Rationale and objectives: To evaluate fractal-based computerized image analyses of mammographic parenchymal patterns in the task of differentiating between women at high risk and women at low risk for developing breast cancer.
Materials and methods: The fractal-based texture analyses are based on a box-counting method and a Minkowski dimension, and were performed within the parenchymal regions of normal mammograms. Four approaches were evaluated: 1) a conventional box-counting method, 2) a modified box-counting technique using linear discriminant analysis (LDA), 3) a global Minkowski dimension, and 4) a modified Minkowski technique using LDA. These fractal based texture features were extracted from regions of interest to assess the mammographic parenchymal patterns of the images. Receiver operating characteristic analysis was used to evaluate the performance of these features in the task of differentiating between the two groups of women.
Results: Receiver operating characteristic analysis yielded an A(z) value of 0.74 based on the conventional box-counting technique and an A(z) value of 0.84 based on the global Minkowski dimension in the task of distinguishing between the two groups. By using LDA to assess the characteristics of mammograms, A(z) values of 0.90 and 0.93 were obtained in differentiating the two groups, for the modified box-counting and Minkowski techniques, respectively. Statistically significant improvement was achieved (P < .05) with the new techniques compared to the conventional fractal analysis methods.
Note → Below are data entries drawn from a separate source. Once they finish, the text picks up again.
PR #1590, opened 2022-04-19
[MINOR] Fix federated rmempty

OlgaOvcharenko:
This PR fixes tests and one line in federated rmempty instruction for sparse matrices.

### DIFF
--- a/src/main/java/org/apache/sysds/runtime/instructions/fed/ParameterizedBuiltinFEDInstruction.java
+++ b/src/main/java/org/apache/sysds/runtime/instructions/fed/ParameterizedBuiltinFEDInstruction.java
@@ -906,8 +906,8 @@ public class ParameterizedBuiltinFEDInstruction extends ComputationFEDInstructio
 		@Override
 		public FederatedResponse execute(ExecutionContext ec, Data... data) {
 			MatrixBlock mb = ((MatrixObject) data[0]).acquireReadAndRelease();
-			int r = mb.getDenseBlockValues() != null ? mb.getNumRows() : 0;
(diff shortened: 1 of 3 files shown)


src/main/java/org/apache/sysds/runtime/instructions/fed/ParameterizedBuiltinFEDInstruction.java
```diff
@@ -906,8 +906,8 @@ public GetMatrixCharacteristics(long varID) {
 		@Override
 		public FederatedResponse execute(ExecutionContext ec, Data... data) {
 			MatrixBlock mb = ((MatrixObject) data[0]).acquireReadAndRelease();
-			int r = mb.getDenseBlockValues() != null ? mb.getNumRows() : 0;
-			int c = mb.getDenseBlockValues() != null ? mb.getNumColumns() : 0;
+			int r = mb.getDenseBlockValues() != null || mb.isInSparseFormat() ? mb.getNumRows() : 0;
+			int c = mb.getDenseBlockValues() != null || mb.isInSparseFormat() ? mb.getNumColumns() : 0;
```
Baunsgaard, line 910: Cool, thanks for the fix.
But i think we can improve it to work with any matrix type, since you could use mb.isEmpty()
also, minor thing, in this code you use two calls, and you could make do with one, if you split the code in if else.

```
if(mb.isEmpty())
  return new .... SUCESS, new int[] {0,0});
return new ... SUCESS, new int[] {mb.getNumRows(), mb.getNumColumns()};
```

Then everything works with compressed matrices as well :)

Baunsgaard:
LGTM will merge shortly with the commented change.

PR #1593, opened 2022-04-21
[SYSTEMDS-3355] MatrixBlock size using CSR when allowed

Baunsgaard:
This PR change/fix the size estimation to correctly use CSR size if that is allowed.
I have artificially limited it to only cases with more than one column,
since we have code paths that exploit the fact that we do not have any sparse single columns.

I personally would like this merged in, but i can see that it potentially reduce performance in some cases.


mboehm7:
I'll have a look in the next days - although I would prefer bringing this in after the release, I think with four eyes and the perftest experiments we should find any potential regression.

mboehm7:
LGTM - thanks for the patch @Baunsgaard. This is a good improvement of `examSparsity` while preserving the worst-case characteristic of other memory estimates.

PR #1601, opened 2022-05-01
[SYSTEMDS-3363] Netty Encoding - Buffer Allocation Size

ywcb00:
Hi,
this PR replaces the ObjectEncoders for encoding federated communication messages (i.e., FederatedRequest and FederatedResponse) with a respective FederatedRequestEncoder and FederatedResponseEncoder. These two new classes extent from ObjectEncoder and override the allocateBuffer method in order to allocate the buffer with an initial capacity corresponding to the FederatedRequest/FederatedResponse instead of the default value of 256.
I've tried estimating the entire serialized size of the requests and responses to allocate the exact size needed, but haven't found a good solution for it because of the many cases to consider. Hence, the initial capacity in this PR only results from taking into consideration a static offset (FederatedRequest: 512, FederatedResponse: 312), the size of the CacheBlock parameters, and the length of the lineage trace (only for FederatedRequests).
In my experiments with a matrix of dimensions 600.000x200, it reduces the encoding time from 50 seconds to 1.9 seconds. :tada: 

Thanks for review :)

### DIFF
--- a/src/main/java/org/apache/sysds/runtime/controlprogram/federated/FederatedData.java
+++ b/src/main/java/org/apache/sysds/runtime/controlprogram/federated/FederatedData.java
@@ -19,6 +19,7 @@
 
 package org.apache.sysds.runtime.controlprogram.federated;
 
+import java.io.Serializable;
 import java.net.InetSocketAddress;
 import java.util.ArrayList;
 import java.util.HashSet;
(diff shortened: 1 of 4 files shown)


Baunsgaard:
Nice! 
I will take a look tomorrow.

Baunsgaard:
Merged

Baunsgaard:
I like the change, I am a bit worried for the static offsets but they do not currently seem to fail in any of our cases.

A simulation study, which used the slope and intercept extracted from the least square fit of the experimental data with the LDA approaches, yielded A(z) values similar to those obtained with the conventional approaches in the task of differentiating between the two groups.
Conclusions: The proposed LDA approach improved significantly the separation between the two groups based on experimental data. Because this approach was used as a linear classifier rather than as a regression function, it combined the fractal analysis with the knowledge of the high- and low-risk patterns, and thus better characterized the multifractal nature of the parenchymal patterns. We believe that the proposed analyses based on the LDA technique to characterize mammographic parenchymal patterns may potentially yield radiographic markers for assessing breast cancer risk.